PR #1397, opened 2023-03-08
CLDC-1998 Correctly infer 22/23 las if a NEW one is returned by postcodes.io

natdeanlewissoftwire:
If postcodes.io returns a NEW 23/24 La but the log is for 22/23, set LA as nil and make user manually select LA


app/models/lettings_log.rb
```diff
@@ -593,7 +593,7 @@ def process_postcode(postcode, postcode_known_key, la_inferred_key, la_key)
     self[postcode_known_key] = 1
     inferred_la = get_inferred_la(postcode)
     self[la_inferred_key] = inferred_la.present?
-    self[la_key] = inferred_la if inferred_la.present?
+    self[la_key] = inferred_la
```
natdeanlewissoftwire: This is so if a postcode is changed to a different LA that can't be inferred (or is a new 2023 LA) we clear the old LA as it no longer matches the postcode

app/models/log.rb
```diff
@@ -137,7 +137,9 @@ def process_previous_postcode_changes!
 
   def get_inferred_la(postcode)
     result = PIO.lookup(postcode)
-    result[:location_code] if result
+    if result && !(form.start_date.year < 2023 && new_2023_admin_district_codes.include?(result[:location_code]))
```
natdeanlewissoftwire: only add LA to log if it's not a new 2023 LA being added to a non-2023 log, otherwise make it nil and the manual LA input page displays

jamesrose: Can you think of a way of doing this that doesn't hard-code conditions for 2023 and a method explicitly for 2023?

app/models/log.rb
```diff
@@ -135,9 +135,32 @@ def process_previous_postcode_changes!
...
+    "E07000188" => "E06000066", # Sedgemoor => Somerset
+    "E07000246" => "E06000066", # Somerset West and Taunton => Somerset
+    "E07000189" => "E06000066", # South Somerset => Somerset
+  }.freeze
+
   def get_inferred_la(postcode)
     result = PIO.lookup(postcode)
-    result[:location_code] if result
+    location_code = result[:location_code] if result
+    unless LA_CHANGES.value?(location_code) && form.start_date.year < 2023
```
jamesrose: It’s a bit difficult to parse this because it involves dates. Could you change it to an `if ... `?

natdeanlewissoftwire: ah yep, there are actually relevant conflicts that affect this, updated code incoming...

jamesrose (approved):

### Requirement
When you reach the line containing "natdeanlewissoftwire: This is" in the data above, start copying exactly, and stop after the line containing "natdeanlewissoftwire: only add".

### Answer for this exercise
natdeanlewissoftwire: This is so if a postcode is changed to a different LA that can't be inferred (or is a new 2023 LA) we clear the old LA as it no longer matches the postcode

app/models/log.rb
```diff
@@ -137,7 +137,9 @@ def process_previous_postcode_changes!
 
   def get_inferred_la(postcode)
     result = PIO.lookup(postcode)
-    result[:location_code] if result
+    if result && !(form.start_date.year < 2023 && new_2023_admin_district_codes.include?(result[:location_code]))
```
natdeanlewissoftwire: only add LA to log if it's not a new 2023 LA being added to a non-2023 log, otherwise make it nil and the manual LA input page displays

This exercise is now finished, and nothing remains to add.